Ho un bambino di 4 anni che sta imparando a gestire le sue emozioni.

Osservandolo mi rendo conto che per lui tutto è amplificato.

Quando è felice, per esempio, reagisce correndo, saltando, urlando e spesso anche battendo pugni contro i mobili o contro il suo babbo!

Quando è triste o nervoso o arrabbiato invece la reazione più frequente è il pianto.

Cerco allora di immedesimarmi con lui. Mi rendo conto che per lui le emozioni sono qualcosa di nuovo è mai provato. Difficile, quindi, da gestire.

Ulisse, il mio bimbo, sente dentro di sé esplodere per esempio la felicità di incontrare un amichetto con cui giocare e non sa come affrontare questa emozione così intensa. Reagisce quindi in modo fisico perché deve sfogare in qualche modo il vulcano in eruzione dentro di lui.

Cosa fare allora?

Aiutiamoli a capire cosa sentono.

Osserviamo il loro comportamento e cerchiamo di capire cosa succede.

L’empatia in questi casi è fondamentale.

Una volta interpretato cosa succede, spieghiamolo ai nostri bimbi.
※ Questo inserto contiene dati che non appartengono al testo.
PR #4979, opened 2024-09-13
[FIX] export: Fix default style ignored at export

rrahir:
The default style values ignored at export were targetting the font color black (#000000) as the default value. However, the default value is the simple absence of value (or rather an empty string) as we should be able to differentiate it from a choice from the user to set the font color to black (e.g. when the cell is also receiving its style from a CF or a table).

Task: 4178743

## Description:

## review checklist

- [ ] exportable in excel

Quando Ulisse salta, corre, urla e picchia perché è arrivato il suo amico del cuore, lo fermo e gli dico:
“Ti senti così perché sei felice che sia arrivato il tuo amico. Quello che senti dentro è la felicità. Ora che lo sai puoi calmarti, abbracciare il tuo amico e andare a giocare con lui.”

Naturalmente la spiegazione non ha un effetto immediato. Va ripetuta alcune… tante… volte perché i bambini hanno bisogno di più tempo per assimilare le spiegazioni.

Però poi ha effetto, Ulisse impara pian piano a stare calmo e a riconoscere l’emozione che sta provando.

La stessa cosa per quando è triste o arrabbiato e piange. Lo prendo in braccio e mentre lo coccolo gli spiego quello che prova ed il perché lo sta provando.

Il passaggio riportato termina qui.